Habib Karaouli a souligné que pour 2021, ce n'est pas seulement la question du budget de l'Etat qui devra être soulevée mais aussi et surtout celle de la relance de l'économie. « Les taux d'investissement sont actuellement très faibles, les taux d'épargne aussi et sont en plus inégalitaires. Ce qui se passe à ce niveau est un drame et c'est aussi criminel envers nos jeunes qui ont beaucoup de potentiel et qui sont plein de ressources. On les pousse au désespoir et on leur en veut d'user des armes du désespoir. La plupart des lois sont si archaïques qu'on pousse les gens à les violer, les procédures administratives aussi, si lourdes qu'elles sont décourageantes et aujourd'hui carrément dangereuses en ces temps de crise sanitaire. Il faut supprimer certaines procédures, la signature légalisée par exemple qui n'a aucun sens » a-t-il poursuivi.

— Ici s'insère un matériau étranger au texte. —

PR #201, opened 2019-06-07
Add support for small(er) Docker images to use (not work on) Lucet

jedisct1:
This adds the ability to build a new Docker image, `lucet-toolchain`, that only contains the Lucet toolchain, and not the boilerplate to build it.

Lucet tools can then be directly used as:

```sh
docker run --rm lucet-toolchain lucet-wasi ...
```

This image is based on the current Ubuntu, and uses the stock LLVM installation, so it can be used as a base image for projects willing to build upon Lucet.

### DIFF
--- a/.travis.yml
+++ b/.travis.yml
@@ -1,14 +1,16 @@
 dist: xenial
 
 env:
-    - DEVENV_NO_INSTALL=1
+    - UNOPTIMIZED_BUILD=true
 
 services:
     - docker
 
 script:
     - ./devenv_run.sh make indent-check test audit
+    - ./devenv_stop.sh
     - git diff --exit-code
+    - ./devenv_build_toolchain_only.sh
 
 notifications:
     email: false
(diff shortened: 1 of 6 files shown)


pchickey:
I like this, but it doesn't look like it gets used from CI at all, so we'd be depending on user reports if it bit rots and breaks. Is there a sensible way to test it with travis?

jedisct1:
I can add this to Travis, but as this is going to make the builds take more time to complete, we will get closer to the point where Travis will explode.

But let's try :)

pchickey:
Ok. If this is the straw that breaks Travis's back, we can merge it without CI. Thanks for giving it a try. Hopefully we wont be on Travis for too much longer.

jedisct1:
Some changes have been added to the Travis builds. We now build the `lucet` container (not just `lucet-dev`) as well as the `lucet-toolchain` one.

Just like in non-CI mode, except that what gets installed is the binaries compiled in debug mode. When the same scripts are run outside CI, they are still compiled in release mode.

M. Karaouli a souligné que l'entrave à la performance économique du pays réside aussi dans son instabilité politique, légale et institutionnelle qui empêche les investisseurs de planifier sur les Court, moyen et long terme, ajoutant que le code électoral est aussi un problème et que la Tunisie a opté pour un régime d'Assemblée, qui est le pire de tous les régimes car il disperse les décisions. Il a estimé qu'un large dialogue, économique et social, ne peut qu'être bénéfique pour le pays, ne fera que renforcer le soutien autour du gouvernement pour qu'il puisse prendre les bonnes décisions et qu'on cesse d'être un pays et un peuple mendiant car cela est honteux et nous rend indigne du respect des autres.
« C'est au président de la République de donner le cap, il est seul à avoir la légitimé électorale et politique pour le faire et c'est une opportunité qu'il détient pour donner le ton au dialogue national, c'est à lui de dire arrêtons ! Nous avons aujourd'hui besoin d'un leader qui puisse rectifier la trajectoire » a conclut Habib Karaouli.